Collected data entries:
◆ ◆ ◆ ◆ ◆ ◆ ◆
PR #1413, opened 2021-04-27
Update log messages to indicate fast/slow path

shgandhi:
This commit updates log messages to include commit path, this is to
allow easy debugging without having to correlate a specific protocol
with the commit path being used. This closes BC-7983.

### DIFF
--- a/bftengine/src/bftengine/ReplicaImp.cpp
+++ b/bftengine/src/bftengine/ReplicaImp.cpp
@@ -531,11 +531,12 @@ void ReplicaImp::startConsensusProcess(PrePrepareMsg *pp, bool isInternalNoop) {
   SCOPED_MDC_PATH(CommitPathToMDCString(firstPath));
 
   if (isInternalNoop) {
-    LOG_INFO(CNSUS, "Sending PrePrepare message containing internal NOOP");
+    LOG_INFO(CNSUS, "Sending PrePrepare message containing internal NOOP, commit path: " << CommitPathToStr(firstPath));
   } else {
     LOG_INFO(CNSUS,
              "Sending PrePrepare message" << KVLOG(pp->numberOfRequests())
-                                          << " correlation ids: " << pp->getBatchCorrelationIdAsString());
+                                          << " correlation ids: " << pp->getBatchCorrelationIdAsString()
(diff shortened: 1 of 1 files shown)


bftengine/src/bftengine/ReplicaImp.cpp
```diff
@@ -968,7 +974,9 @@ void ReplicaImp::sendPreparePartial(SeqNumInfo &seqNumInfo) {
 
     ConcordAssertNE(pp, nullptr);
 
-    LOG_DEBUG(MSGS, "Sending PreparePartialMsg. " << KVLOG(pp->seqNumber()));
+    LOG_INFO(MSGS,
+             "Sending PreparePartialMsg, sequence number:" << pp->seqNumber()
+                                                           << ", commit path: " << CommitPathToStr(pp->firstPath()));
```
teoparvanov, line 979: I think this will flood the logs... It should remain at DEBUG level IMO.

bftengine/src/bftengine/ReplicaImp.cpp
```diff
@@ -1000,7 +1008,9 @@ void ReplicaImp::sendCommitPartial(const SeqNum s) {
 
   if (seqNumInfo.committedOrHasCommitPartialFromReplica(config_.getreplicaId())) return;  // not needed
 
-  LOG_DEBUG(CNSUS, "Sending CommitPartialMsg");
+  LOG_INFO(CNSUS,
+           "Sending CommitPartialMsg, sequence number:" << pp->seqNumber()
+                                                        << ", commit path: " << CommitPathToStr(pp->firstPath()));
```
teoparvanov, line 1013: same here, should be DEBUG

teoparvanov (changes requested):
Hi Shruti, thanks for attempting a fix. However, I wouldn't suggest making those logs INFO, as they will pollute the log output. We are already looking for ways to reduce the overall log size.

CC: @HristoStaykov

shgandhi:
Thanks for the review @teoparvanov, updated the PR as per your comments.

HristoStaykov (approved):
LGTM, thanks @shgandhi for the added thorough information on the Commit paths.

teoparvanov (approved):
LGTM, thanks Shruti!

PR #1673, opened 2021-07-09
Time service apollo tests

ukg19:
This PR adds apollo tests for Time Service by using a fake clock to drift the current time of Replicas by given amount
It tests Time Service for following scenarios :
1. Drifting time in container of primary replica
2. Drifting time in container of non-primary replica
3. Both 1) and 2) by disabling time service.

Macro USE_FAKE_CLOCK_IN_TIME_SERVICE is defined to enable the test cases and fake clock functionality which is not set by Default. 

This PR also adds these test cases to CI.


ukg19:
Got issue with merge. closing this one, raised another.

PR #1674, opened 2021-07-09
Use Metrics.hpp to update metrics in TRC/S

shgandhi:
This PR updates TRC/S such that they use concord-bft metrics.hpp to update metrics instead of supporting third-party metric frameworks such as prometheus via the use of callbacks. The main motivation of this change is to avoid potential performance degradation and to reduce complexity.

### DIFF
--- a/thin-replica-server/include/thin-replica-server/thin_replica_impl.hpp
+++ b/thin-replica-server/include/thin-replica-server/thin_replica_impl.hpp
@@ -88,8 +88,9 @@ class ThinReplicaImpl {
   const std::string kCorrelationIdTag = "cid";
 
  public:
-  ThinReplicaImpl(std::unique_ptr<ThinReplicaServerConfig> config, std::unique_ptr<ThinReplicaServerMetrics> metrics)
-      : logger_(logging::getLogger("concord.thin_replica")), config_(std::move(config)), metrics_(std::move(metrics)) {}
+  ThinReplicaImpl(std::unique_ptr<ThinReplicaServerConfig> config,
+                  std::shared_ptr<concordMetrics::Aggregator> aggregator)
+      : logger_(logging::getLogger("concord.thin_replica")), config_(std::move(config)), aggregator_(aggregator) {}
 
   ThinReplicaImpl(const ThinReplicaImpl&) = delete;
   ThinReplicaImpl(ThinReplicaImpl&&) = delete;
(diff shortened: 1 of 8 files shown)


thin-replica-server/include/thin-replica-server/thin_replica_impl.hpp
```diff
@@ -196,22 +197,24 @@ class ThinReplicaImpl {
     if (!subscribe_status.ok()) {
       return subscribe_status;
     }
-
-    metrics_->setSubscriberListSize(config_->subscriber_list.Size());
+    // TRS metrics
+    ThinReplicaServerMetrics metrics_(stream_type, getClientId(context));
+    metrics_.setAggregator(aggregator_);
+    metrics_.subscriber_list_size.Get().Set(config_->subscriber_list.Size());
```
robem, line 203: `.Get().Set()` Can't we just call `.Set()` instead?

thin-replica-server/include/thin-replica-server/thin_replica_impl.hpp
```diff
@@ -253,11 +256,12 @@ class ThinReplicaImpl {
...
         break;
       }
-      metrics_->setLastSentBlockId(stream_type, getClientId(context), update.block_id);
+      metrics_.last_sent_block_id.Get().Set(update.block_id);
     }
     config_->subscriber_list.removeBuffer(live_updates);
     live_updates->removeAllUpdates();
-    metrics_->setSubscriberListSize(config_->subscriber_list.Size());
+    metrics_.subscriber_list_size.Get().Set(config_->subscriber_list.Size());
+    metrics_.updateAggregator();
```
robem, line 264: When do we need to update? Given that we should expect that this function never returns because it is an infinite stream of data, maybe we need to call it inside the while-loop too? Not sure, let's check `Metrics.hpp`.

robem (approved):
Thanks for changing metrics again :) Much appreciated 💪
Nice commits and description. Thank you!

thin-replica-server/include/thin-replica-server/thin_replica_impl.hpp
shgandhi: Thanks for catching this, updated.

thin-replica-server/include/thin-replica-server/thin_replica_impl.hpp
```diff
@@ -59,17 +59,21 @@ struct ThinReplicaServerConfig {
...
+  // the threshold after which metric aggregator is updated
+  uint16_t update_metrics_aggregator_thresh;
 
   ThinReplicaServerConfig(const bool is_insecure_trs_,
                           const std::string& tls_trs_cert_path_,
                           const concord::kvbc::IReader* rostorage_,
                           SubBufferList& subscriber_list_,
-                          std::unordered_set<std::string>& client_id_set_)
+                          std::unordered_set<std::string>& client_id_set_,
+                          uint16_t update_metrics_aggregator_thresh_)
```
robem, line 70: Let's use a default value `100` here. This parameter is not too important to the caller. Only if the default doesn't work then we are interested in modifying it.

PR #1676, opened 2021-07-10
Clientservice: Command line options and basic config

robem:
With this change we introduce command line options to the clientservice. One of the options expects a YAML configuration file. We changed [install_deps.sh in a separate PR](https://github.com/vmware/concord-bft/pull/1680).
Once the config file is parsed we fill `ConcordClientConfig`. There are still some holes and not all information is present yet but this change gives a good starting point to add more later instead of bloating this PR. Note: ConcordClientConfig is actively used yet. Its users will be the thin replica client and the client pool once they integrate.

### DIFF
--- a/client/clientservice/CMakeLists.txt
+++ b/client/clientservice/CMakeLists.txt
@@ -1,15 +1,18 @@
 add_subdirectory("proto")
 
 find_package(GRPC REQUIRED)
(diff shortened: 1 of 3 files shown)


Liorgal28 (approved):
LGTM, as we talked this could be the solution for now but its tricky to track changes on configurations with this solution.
◆ ◆ ◆ ◆ ◆ ◆ ◆
Exercise instructions: Which lines of the data include the word "they"? Copy each one.

Written reply:
Hi Shruti, thanks for attempting a fix. However, I wouldn't suggest making those logs INFO, as they will pollute the log output. We are already looking for ways to reduce the overall log size.
This PR updates TRC/S such that they use concord-bft metrics.hpp to update metrics instead of supporting third-party metric frameworks such as prometheus via the use of callbacks. The main motivation of this change is to avoid potential performance degradation and to reduce complexity.
Once the config file is parsed we fill `ConcordClientConfig`. There are still some holes and not all information is present yet but this change gives a good starting point to add more later instead of bloating this PR. Note: ConcordClientConfig is actively used yet. Its users will be the thin replica client and the client pool once they integrate.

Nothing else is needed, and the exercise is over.